Task objective: The response must reproduce exactly every line of the material below holding the word "already".
##############################
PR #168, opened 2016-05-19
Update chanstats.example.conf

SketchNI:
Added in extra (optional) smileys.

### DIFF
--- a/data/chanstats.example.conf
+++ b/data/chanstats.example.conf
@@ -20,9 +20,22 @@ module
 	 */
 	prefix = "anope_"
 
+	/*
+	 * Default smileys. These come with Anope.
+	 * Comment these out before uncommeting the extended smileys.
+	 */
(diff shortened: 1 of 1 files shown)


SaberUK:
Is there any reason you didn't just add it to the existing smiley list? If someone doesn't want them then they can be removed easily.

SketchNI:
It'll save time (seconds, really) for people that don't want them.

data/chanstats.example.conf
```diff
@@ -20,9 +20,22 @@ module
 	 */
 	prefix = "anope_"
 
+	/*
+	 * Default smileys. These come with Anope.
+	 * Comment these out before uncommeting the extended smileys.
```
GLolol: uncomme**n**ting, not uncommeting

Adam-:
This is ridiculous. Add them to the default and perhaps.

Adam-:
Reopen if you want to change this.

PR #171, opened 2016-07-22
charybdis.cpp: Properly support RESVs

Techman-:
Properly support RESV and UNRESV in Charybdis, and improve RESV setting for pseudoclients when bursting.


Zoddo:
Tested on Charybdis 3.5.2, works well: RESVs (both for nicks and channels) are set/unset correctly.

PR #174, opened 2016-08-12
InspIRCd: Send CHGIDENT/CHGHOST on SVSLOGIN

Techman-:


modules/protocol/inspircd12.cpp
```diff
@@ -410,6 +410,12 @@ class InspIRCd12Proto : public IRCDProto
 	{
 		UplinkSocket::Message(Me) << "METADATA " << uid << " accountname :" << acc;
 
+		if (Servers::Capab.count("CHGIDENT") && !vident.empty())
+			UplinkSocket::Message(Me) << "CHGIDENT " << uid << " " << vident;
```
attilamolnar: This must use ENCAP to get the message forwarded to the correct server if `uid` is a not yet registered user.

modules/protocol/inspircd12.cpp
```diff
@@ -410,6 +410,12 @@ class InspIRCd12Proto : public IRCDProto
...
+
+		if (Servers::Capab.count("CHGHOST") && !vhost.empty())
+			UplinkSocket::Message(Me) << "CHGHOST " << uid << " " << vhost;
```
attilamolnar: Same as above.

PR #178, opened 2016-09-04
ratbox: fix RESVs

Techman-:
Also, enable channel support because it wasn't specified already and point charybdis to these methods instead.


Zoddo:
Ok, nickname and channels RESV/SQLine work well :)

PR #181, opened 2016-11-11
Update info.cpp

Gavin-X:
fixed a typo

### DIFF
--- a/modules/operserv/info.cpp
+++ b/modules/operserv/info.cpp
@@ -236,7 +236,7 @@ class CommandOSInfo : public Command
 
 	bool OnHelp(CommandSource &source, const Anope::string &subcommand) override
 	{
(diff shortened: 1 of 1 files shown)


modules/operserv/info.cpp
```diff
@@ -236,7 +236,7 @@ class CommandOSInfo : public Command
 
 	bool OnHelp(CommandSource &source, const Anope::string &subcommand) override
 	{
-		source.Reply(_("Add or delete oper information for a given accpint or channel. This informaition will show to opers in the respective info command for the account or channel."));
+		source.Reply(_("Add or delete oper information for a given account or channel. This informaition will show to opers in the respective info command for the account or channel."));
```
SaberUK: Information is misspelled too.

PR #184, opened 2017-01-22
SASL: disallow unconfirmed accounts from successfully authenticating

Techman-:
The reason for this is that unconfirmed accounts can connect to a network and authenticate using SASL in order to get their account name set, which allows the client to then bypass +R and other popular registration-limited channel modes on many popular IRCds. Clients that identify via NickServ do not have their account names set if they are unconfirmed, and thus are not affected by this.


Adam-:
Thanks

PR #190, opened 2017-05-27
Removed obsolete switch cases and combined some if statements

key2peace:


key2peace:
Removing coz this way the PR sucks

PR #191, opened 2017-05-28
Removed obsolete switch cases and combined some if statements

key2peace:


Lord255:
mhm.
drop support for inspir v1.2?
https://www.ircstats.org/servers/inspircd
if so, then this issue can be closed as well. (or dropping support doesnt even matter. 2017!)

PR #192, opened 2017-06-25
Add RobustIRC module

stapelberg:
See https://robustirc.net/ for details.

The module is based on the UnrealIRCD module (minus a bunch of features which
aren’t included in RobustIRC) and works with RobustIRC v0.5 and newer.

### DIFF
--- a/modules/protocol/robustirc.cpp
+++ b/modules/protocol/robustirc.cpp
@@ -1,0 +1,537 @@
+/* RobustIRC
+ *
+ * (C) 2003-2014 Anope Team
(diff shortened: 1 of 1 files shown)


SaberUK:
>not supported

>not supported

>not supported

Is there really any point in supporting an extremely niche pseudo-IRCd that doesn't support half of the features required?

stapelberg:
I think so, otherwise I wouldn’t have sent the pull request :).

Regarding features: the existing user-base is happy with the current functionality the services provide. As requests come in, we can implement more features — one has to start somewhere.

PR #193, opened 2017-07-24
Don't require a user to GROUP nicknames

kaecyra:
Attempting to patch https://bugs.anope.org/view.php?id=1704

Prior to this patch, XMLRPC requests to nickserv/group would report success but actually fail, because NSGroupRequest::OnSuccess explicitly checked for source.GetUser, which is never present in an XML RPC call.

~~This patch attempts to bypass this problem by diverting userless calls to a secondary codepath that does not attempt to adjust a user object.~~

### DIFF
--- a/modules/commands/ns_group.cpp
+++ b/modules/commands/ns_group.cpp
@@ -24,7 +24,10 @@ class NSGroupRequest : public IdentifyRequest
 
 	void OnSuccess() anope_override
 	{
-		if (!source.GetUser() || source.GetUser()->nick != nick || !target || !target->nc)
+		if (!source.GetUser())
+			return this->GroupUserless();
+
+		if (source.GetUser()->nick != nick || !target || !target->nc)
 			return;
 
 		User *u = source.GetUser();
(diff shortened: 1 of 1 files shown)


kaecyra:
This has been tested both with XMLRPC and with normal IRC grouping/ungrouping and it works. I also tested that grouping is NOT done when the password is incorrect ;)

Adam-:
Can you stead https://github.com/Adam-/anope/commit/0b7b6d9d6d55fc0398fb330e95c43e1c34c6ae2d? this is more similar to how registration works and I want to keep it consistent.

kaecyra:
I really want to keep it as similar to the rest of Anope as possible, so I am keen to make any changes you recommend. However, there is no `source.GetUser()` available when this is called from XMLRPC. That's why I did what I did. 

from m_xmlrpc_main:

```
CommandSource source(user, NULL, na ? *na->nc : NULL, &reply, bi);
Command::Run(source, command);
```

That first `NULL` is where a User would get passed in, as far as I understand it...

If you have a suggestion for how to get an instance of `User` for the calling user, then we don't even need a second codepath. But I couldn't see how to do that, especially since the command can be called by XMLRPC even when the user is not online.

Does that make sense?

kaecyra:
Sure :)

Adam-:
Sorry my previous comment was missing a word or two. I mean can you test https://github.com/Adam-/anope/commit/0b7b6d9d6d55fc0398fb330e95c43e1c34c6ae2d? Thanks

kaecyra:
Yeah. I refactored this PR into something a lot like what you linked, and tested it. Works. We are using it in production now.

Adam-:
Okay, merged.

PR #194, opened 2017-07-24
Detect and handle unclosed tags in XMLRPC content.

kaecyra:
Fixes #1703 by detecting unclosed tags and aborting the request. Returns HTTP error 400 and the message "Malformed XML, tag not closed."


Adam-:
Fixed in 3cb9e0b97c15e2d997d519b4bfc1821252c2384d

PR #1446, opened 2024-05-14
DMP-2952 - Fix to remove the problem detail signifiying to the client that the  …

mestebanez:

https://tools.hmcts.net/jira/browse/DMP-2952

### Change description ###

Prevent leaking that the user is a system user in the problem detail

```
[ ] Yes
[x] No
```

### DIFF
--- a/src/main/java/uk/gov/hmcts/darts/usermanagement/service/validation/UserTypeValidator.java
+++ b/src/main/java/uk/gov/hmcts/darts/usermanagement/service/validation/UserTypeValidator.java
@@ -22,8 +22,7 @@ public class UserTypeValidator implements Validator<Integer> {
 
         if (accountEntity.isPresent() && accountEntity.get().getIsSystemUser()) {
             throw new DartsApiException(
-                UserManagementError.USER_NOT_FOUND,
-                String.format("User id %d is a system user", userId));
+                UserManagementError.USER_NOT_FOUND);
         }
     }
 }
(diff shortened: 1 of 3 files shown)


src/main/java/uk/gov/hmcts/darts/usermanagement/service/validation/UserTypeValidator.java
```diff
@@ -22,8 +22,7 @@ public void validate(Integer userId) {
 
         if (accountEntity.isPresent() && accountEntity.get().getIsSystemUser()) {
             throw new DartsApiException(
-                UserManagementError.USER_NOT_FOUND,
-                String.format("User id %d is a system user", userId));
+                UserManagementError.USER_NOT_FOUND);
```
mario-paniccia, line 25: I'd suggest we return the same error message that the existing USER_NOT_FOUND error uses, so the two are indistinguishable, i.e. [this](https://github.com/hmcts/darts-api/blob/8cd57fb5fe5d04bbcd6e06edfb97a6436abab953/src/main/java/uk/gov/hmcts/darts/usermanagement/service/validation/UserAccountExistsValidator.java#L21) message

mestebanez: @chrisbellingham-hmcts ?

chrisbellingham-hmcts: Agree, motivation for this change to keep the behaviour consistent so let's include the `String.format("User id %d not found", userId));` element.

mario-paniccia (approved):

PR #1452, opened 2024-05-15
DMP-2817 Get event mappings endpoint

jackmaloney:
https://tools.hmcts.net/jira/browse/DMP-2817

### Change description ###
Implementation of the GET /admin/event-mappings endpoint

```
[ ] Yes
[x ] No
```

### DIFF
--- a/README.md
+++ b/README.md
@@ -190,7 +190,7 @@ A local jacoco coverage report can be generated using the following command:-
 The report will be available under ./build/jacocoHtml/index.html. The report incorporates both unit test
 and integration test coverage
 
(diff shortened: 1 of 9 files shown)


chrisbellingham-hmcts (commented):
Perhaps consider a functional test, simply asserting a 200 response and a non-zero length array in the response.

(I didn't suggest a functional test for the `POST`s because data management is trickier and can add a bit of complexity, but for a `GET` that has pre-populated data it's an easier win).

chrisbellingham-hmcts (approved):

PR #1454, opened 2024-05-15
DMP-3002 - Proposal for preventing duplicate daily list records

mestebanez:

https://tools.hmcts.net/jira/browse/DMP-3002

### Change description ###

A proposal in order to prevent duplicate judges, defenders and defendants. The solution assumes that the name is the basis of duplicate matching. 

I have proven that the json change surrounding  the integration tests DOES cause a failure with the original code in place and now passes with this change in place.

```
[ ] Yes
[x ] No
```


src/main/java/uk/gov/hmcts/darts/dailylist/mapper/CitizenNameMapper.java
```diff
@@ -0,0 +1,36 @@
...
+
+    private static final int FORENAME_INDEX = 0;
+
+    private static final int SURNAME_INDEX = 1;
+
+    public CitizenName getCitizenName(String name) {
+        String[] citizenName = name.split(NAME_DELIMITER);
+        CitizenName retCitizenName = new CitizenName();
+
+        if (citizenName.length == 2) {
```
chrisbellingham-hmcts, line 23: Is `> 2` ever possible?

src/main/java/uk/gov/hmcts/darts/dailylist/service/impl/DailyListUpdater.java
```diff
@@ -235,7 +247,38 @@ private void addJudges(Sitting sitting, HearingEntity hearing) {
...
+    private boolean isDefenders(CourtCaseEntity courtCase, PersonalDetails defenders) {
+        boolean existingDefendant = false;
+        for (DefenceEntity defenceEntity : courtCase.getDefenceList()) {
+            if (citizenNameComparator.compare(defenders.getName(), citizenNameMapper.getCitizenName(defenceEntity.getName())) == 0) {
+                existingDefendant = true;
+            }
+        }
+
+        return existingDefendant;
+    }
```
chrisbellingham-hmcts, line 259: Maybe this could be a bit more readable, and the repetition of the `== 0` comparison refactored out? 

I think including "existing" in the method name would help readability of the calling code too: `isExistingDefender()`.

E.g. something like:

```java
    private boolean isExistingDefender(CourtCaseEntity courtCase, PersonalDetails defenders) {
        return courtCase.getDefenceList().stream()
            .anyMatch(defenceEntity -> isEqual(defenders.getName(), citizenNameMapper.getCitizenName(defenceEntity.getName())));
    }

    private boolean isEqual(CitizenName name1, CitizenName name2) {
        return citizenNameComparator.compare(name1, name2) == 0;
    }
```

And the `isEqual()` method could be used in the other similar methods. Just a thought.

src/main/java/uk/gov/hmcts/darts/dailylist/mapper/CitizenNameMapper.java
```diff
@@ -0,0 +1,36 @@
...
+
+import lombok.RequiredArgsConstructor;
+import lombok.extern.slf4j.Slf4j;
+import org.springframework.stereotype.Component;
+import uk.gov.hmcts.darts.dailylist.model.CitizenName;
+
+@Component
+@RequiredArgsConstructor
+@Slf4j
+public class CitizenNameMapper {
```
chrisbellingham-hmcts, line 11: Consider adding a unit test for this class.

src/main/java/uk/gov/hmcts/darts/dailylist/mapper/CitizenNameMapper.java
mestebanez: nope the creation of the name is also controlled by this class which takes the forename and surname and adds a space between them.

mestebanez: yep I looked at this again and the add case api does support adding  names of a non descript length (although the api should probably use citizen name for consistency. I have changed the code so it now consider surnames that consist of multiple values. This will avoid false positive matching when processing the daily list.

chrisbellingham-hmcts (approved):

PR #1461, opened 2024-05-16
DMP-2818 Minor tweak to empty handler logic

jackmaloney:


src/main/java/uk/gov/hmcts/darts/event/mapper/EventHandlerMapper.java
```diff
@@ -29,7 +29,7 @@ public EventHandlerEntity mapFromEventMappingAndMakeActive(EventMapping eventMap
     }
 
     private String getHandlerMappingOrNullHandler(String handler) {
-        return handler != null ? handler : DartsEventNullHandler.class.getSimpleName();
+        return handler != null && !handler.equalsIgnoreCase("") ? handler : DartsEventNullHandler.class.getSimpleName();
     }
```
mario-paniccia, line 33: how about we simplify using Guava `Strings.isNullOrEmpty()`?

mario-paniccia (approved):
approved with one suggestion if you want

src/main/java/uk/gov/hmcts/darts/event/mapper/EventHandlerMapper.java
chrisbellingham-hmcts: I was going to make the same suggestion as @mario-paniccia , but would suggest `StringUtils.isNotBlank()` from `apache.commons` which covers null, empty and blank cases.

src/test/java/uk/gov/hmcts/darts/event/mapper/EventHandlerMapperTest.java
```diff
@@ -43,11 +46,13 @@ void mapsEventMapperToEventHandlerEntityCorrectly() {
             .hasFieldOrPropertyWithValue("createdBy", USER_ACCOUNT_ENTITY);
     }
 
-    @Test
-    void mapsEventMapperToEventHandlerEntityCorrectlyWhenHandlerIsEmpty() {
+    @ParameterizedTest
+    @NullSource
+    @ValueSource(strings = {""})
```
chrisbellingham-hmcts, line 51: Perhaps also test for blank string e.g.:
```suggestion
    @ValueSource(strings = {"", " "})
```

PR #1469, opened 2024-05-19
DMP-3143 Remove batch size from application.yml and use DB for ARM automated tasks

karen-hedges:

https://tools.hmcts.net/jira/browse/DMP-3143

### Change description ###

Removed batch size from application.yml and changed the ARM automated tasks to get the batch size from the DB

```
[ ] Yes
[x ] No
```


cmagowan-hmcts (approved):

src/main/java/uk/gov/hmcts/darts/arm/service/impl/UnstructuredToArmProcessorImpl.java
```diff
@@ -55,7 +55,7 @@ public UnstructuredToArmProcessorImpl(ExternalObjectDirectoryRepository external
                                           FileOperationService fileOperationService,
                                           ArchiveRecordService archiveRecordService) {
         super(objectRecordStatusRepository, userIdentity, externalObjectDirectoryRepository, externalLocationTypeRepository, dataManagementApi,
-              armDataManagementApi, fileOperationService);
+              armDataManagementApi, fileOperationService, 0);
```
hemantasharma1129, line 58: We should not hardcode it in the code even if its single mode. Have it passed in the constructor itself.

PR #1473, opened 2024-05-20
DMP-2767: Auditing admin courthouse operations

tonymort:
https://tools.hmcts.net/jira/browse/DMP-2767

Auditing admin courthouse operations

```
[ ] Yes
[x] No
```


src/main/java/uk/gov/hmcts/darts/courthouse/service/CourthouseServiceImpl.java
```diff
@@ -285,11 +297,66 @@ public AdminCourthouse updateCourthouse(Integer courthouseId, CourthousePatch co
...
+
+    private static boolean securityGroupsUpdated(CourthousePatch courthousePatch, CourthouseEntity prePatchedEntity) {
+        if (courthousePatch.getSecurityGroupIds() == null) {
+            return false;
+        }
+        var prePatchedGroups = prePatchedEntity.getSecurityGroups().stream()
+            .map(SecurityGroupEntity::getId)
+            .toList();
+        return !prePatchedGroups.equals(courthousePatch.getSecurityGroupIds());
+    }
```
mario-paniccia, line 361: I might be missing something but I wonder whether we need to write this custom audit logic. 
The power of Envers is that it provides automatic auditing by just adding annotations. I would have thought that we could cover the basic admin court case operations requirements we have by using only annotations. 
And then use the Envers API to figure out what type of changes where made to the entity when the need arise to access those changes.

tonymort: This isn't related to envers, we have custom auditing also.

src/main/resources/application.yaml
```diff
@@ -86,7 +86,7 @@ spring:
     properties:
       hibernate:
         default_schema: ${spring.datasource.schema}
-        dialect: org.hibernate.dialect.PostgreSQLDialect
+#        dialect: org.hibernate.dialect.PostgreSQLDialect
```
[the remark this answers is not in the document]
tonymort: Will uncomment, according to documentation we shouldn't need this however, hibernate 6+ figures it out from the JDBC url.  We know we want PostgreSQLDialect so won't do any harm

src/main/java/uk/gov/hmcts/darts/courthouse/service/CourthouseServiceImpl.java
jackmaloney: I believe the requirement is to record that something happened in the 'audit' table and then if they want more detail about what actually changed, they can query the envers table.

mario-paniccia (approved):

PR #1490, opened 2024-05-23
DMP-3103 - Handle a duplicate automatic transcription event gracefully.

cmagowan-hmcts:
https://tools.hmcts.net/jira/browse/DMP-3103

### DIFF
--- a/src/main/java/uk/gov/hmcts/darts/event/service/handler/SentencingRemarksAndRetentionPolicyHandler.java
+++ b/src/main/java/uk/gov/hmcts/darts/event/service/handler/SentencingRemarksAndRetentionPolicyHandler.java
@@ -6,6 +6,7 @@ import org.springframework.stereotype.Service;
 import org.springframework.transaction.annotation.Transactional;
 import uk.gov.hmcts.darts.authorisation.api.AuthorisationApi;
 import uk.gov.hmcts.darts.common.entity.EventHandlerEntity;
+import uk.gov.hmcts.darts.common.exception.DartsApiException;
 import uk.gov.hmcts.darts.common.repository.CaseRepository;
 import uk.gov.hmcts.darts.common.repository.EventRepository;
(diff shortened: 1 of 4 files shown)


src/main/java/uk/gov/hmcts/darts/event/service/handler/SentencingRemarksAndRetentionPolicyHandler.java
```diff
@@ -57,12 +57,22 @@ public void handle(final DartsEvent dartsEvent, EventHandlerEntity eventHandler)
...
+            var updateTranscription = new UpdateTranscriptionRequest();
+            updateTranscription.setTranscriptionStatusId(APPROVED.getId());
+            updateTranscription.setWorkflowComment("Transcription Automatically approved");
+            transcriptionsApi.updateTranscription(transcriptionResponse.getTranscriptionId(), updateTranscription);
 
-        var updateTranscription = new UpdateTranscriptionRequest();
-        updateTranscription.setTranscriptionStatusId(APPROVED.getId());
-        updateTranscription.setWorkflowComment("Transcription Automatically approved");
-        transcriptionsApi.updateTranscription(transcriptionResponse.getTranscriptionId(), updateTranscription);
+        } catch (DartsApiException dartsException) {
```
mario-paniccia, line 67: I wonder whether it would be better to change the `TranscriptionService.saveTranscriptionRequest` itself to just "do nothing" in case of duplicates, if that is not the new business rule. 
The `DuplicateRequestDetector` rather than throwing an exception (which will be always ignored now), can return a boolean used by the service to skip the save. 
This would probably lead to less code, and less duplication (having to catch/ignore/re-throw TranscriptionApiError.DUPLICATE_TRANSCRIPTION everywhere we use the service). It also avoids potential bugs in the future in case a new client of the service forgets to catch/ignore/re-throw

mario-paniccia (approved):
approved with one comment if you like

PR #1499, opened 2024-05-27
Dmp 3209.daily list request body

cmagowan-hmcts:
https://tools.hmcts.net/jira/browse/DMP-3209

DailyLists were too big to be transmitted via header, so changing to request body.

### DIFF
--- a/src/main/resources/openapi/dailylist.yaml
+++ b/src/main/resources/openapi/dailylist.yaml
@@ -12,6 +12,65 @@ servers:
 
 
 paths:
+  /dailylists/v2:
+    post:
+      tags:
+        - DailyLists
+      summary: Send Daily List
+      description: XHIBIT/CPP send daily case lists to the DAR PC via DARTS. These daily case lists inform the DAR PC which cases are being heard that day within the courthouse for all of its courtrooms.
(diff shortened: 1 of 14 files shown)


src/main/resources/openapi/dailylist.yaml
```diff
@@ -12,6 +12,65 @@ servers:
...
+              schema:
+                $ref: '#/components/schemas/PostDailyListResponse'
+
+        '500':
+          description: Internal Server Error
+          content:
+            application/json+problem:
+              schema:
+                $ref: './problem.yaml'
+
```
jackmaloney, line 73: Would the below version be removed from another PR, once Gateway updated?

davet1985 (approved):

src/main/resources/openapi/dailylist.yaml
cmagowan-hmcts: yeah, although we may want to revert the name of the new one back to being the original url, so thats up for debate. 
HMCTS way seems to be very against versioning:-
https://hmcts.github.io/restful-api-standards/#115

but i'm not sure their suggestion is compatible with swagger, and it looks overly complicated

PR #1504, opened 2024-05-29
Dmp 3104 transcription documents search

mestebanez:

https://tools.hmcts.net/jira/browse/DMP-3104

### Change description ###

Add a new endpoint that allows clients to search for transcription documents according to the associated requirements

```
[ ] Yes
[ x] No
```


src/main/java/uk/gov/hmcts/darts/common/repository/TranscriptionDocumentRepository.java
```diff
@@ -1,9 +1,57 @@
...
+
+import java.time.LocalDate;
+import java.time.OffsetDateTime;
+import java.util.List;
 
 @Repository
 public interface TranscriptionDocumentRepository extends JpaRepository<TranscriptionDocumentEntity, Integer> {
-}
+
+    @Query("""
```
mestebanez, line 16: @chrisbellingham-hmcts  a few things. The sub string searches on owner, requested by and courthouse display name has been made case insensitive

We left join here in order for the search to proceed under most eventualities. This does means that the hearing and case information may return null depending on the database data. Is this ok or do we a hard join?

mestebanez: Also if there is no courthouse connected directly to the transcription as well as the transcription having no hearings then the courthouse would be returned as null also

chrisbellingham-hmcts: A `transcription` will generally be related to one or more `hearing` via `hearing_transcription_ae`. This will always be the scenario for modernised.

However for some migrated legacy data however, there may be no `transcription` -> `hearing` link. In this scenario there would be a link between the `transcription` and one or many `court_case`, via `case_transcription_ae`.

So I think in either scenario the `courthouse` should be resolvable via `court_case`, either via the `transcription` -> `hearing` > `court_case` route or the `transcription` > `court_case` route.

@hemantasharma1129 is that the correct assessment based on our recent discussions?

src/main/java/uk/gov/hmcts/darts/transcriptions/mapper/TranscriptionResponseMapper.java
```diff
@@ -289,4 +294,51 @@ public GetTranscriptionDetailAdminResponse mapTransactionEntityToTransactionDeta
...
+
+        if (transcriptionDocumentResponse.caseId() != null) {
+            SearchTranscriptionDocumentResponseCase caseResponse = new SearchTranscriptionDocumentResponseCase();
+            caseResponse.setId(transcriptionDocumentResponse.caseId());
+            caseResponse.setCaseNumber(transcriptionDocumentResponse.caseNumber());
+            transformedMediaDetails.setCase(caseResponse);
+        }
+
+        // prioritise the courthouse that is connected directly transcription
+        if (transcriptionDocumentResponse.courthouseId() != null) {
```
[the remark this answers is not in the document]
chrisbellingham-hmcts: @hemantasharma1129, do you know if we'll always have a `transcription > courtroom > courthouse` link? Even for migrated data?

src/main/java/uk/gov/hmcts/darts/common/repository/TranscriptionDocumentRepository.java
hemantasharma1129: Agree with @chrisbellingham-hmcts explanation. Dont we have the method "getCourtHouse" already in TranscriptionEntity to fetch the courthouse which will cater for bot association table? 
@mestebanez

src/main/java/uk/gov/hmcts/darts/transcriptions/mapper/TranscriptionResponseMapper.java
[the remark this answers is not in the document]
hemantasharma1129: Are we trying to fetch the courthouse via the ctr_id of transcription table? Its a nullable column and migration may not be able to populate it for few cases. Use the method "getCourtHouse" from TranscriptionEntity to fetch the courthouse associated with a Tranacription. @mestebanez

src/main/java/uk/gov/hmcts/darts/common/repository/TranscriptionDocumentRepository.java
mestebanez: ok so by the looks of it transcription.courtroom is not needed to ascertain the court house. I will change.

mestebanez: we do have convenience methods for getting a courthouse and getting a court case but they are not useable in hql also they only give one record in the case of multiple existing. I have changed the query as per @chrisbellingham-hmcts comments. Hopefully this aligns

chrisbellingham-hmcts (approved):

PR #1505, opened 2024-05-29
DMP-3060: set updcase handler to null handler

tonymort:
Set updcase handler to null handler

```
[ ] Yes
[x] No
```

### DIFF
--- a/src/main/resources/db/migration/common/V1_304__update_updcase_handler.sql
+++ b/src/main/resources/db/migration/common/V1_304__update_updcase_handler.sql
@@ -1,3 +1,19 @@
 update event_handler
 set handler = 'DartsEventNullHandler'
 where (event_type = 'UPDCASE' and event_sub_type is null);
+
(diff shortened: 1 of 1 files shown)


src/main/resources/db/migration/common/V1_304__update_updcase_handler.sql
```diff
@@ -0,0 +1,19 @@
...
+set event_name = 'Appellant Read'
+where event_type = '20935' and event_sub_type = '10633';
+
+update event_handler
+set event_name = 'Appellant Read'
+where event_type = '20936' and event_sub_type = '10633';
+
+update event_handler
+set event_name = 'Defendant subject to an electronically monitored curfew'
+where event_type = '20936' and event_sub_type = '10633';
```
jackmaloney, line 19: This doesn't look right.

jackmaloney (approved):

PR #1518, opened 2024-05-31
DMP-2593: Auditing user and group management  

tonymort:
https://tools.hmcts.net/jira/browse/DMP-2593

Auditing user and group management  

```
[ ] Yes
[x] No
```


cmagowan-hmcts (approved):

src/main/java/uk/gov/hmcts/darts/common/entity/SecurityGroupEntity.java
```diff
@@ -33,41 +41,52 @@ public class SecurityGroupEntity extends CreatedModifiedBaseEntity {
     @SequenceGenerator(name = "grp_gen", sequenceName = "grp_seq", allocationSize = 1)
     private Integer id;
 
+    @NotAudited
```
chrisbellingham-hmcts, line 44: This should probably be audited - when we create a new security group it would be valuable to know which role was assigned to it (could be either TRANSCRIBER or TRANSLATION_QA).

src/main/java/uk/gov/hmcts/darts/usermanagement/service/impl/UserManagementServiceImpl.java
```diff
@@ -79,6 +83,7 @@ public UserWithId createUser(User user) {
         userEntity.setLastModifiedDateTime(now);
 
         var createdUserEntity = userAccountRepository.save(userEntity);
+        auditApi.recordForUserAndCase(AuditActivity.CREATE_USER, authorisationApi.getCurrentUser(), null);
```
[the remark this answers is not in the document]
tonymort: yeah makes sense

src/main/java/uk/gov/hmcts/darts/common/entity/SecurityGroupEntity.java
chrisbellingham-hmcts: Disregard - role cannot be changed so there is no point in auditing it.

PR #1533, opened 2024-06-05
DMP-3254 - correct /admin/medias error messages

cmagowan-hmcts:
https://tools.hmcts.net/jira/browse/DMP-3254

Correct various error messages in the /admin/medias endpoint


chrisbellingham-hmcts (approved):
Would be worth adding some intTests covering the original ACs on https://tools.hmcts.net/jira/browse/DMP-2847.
##############################
Solution:
Also, enable channel support because it wasn't specified already and point charybdis to these methods instead.
hemantasharma1129: Agree with @chrisbellingham-hmcts explanation. Dont we have the method "getCourtHouse" already in TranscriptionEntity to fetch the courthouse which will cater for bot association table? 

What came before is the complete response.